Daro hielt halt, draaide zich naar haar toe, en zei: "Mevrouw, dat was geen mens, dat was een schimmel! Wilt u uw kalmte nog eventjes bewaren!"

9.

Clara ontwaakte als eerste. Ze was moe en duizelig. Ze zag dat ze op een bed lag, in een grote, hel verlichte ruimte. Links en rechts van haar, waren nog een aantal bedden, waarop de medewerkers van het team lagen. Ze waren duidelijk nog verzonken in een diepe slaap. Clara bleef nog een tijdje onbeweeglijk liggen, alsof ze zelf nog sliep, en bespiedde de hele ruimte.

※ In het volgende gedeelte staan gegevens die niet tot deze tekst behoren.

PR #1582, opened 2026-09-09
fix(scanning): trace child of the object, not object itself

playX18:
Edge tracing had a fatal bug where it would trace object instead of a child and thus panic on !MAY_MOVE_OBJECTS check, and in the end also produce segfault if not panic.


qinsoon (approved):
LGTM

PR #1583, opened 2026-09-11
Rename lxr-object-log to lxr_object_log

qinsoon:


wks (approved):
LGTM.  Actually, "_", "-" and "+" are all allowed, but it's good to be consistent within mmtk-core.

Er was niemand anders aanwezig, behalve de leden van het team. Clara ging op de rand van het bed zitten. Ze voelde zich, alsof ze duizend jaar geslapen had. Hoe komen ik en de anderen hier terecht? Wat is er gebeurd? Hoe laat is het? Hoe lang hebben we hier gelegen? Zijn we in een hospitaal? Ze vroeg het zich allemaal vagelijk af. Dan riep ze zachtjes de naam van professor Wilders, en die van Borgers, de Nervicks, en al de anderen. Er kwam wat beweging in de slapenden en ze werden allen langzaam wakker. Wilders rekte zich en gaapte, en draaide zich dan nog even op zijn andere zij, alsof hij thuis in bed lag en helemaal niets gemerkt had van de vreemde omgeving. De gebroeders Nervick gingen luidop dromen, met onverstaanbare woorden. Edwars Koch had zijn ogen geopend, keek even rond zich naar de anderen, en zei dan halfluid: "Verdorie! Wat is er met ons gebeurd!?", waarna hij zijn blik dromerig tegen het plafond kleefde, terwijl de versteltenis in hem begon te groeien.

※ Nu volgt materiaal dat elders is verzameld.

PR #1584, opened 2026-09-11
LXR: add tuning knobs, fix survival predictor for non moving build

qinsoon:
This PR exposes some tuning knobs for LXR as options, and maintains total promotion volume and ratio (besides the existing copy promotion volume and ratio). 

The behavior on OpenJDK using those options' default values should be identical to `master`.

### DIFF
--- a/src/plan/lxr/gc_work/rc.rs
+++ b/src/plan/lxr/gc_work/rc.rs
@@ -18,6 +18,7 @@ use crate::vm::slot::Slot;
 use crate::{
     plan::concurrent::global::ConcurrentPlan,
     plan::concurrent::Pause,
+    plan::global::Plan,
     policy::{immix::block::Block, space::Space},
     scheduler::{GCWork, GCWorker, WorkBucketStage},
     util::{metadata::side_metadata, object_forwarding, ObjectReference},
@@ -189,10 +190,8 @@ impl<VM: VMBinding, const KIND: EdgeKind> ProcessIncs<VM, KIND> {
                 block.set_as_in_place_promoted();
             }
             self.rc.promote_with_size(o, size);
-            if copied {
-                self.survival_ratio_predictor_local
-                    .record_copied_promotion(size);
-            }
+            self.survival_ratio_predictor_local
+                .record_promotion(size, copied);
         } else {
             // println!("promote los {:?} {}", o, self.immix().is_marked(o));
         }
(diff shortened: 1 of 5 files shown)


src/plan/lxr/gc_work/rc.rs
```diff
@@ -623,13 +622,17 @@ impl<VM: VMBinding, const KIND: EdgeKind> GCWork<VM> for ProcessIncs<VM, KIND> {
...
+        let split_size = *self.lxr.base().options.lxr_min_packet_split_size;
+        // Split depth defaults to 16 (split after 16 recursions).
+        let split_depth = *self.lxr.base().options.lxr_min_packet_split_depth;
         while !self.new_incs.is_empty() {
             self.new_incs_count = 0;
             depth += 1;
             incs.clear();
             self.new_incs.swap(&mut incs);
-            if ACTIVE_PACKET_SPLIT && depth >= 16 && incs.len() > 1 {
+            if depth as usize >= split_depth && incs.len() > split_size {
```
wks, line 635: I think the old code `incs.len() > 1` was a bug, and this fixes it.

wks:
`lxr_inc_buffer_limit` uses the value 0 for "unlimited", while `lxr_max_stw_sweep_nursery_blocks` and `lxr_min_packet_split_size` use `usize::MAX`.  Although it doesn't prevent the code work correctly, I think it is better to make them consistent.  I recommend using `usize::MAX` which is consistent with the `DEFAULT_STRESS_FACTOR` which is `usize::max`.

qinsoon:
> `lxr_inc_buffer_limit` uses the value 0 for "unlimited", while `lxr_max_stw_sweep_nursery_blocks` and `lxr_min_packet_split_size` use `usize::MAX`. Although it doesn't prevent the code work correctly, I think it is better to make them consistent. I recommend using `usize::MAX` which is consistent with the `DEFAULT_STRESS_FACTOR` which is `usize::max`.

Makes sense. I have made changes on that.

src/plan/lxr/global.rs
```diff
@@ -108,13 +108,23 @@ impl<VM: VMBinding> Plan for LXR<VM> {
...
-                << LOG_CONSERVATIVE_SURVIVAL_RATIO_MULTIPLER;
-        if predicted_survival_mb >= super::MAX_SURVIVAL_MB {
+        // Use copy promotion ratio, or just total promotion ratio.
+        let ratio = if LXR_CONSTRAINTS.moves_objects {
+            super::SURVIVAL_RATIO_PREDICTOR.copy_promote_ratio()
+        } else {
+            super::SURVIVAL_RATIO_PREDICTOR.promote_ratio()
+        };
+        let predicted_survival_mb: usize = ((total_young_alloc_pages as f64 * ratio) as usize)
+            << LOG_CONSERVATIVE_SURVIVAL_RATIO_MULTIPLER;
```
wks, line 126: This behaves identical to the old code, but I think it may have been a bug.  For copying LXR, it looks like in-place promoted objects didn't survive at all.  However, in-place promoted objects still occupy heap space, and they occupy even more space than evacuated objects due to lack of defragmentation.

I think it is OK for this PR, but we can discuss this in the group.

wks (approved):
LGTM.

I think there are bugs in the old code.  One is fixed by this PR, and the other can be discussed in group.  This PR is OK.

De oude grijze Vondel lag nog steeds onbeweeglijk op het bed. Westerlink was op de rand van zijn bed gaan zitten en hield het hoofd in de handen, terwijl hij over zijn ogen wreef. Van Dale en Borgers draaiden zich even om, en sliepen dan voort. Dan sprong Wilders plots rechtop, keek verdwaasd rond, en begon de anderen wakker te roepen.

Allen waren ze op de rand van hun bed gaan zitten, en Wilders liep zenuwachtig de kamer door, toen plotseling een man in witte kledij en met een sthetoscoop em de nek, binnentrad. Er was een korte stilte.

"Waar zijn we? Wat doen we hier?", riep Wilders, terwijl hij naar de man toe ging.

"Blijf kalm, blijf kalm!", maande de dokter hen aan, terwijl hij rustige bewegingen maakte met zijn ene arm: "Jullie zijn in het stedelijk hospitaal. Er is geen gevaar. Jullie mogen meteen weer vertrekken."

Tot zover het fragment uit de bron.